**Problem requirements**
In the data, find each line where the word "quipucords" appears and list that line.

Segment Open

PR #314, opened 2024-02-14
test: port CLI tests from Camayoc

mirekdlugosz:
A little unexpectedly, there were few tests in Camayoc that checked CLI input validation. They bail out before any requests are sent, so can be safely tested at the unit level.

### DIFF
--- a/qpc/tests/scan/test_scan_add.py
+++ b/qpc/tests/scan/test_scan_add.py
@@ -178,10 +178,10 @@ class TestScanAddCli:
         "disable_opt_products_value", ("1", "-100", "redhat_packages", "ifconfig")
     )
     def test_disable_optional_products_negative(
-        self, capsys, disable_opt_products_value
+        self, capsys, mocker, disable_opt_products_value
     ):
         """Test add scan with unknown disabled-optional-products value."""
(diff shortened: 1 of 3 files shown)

Segment Closed
Segment Open

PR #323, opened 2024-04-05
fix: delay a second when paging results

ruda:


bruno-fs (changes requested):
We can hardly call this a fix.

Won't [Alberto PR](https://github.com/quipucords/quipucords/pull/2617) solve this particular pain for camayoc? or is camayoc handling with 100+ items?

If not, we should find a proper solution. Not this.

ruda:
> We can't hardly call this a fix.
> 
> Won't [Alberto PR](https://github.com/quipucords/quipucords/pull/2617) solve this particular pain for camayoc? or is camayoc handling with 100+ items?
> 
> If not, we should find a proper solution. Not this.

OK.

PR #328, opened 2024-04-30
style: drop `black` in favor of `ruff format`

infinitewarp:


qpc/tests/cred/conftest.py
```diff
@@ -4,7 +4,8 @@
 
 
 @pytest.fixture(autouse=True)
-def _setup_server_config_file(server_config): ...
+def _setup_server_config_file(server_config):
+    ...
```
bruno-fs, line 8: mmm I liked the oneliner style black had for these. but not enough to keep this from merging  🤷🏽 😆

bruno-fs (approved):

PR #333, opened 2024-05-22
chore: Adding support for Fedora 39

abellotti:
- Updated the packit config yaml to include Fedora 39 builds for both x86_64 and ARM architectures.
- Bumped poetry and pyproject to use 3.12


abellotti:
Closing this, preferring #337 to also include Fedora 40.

Segment Closed

**Exercise output**
Won't [Alberto PR](https://github.com/quipucords/quipucords/pull/2617) solve this particular pain for camayoc? or is camayoc handling with 100+ items?
> Won't [Alberto PR](https://github.com/quipucords/quipucords/pull/2617) solve this particular pain for camayoc? or is camayoc handling with 100+ items?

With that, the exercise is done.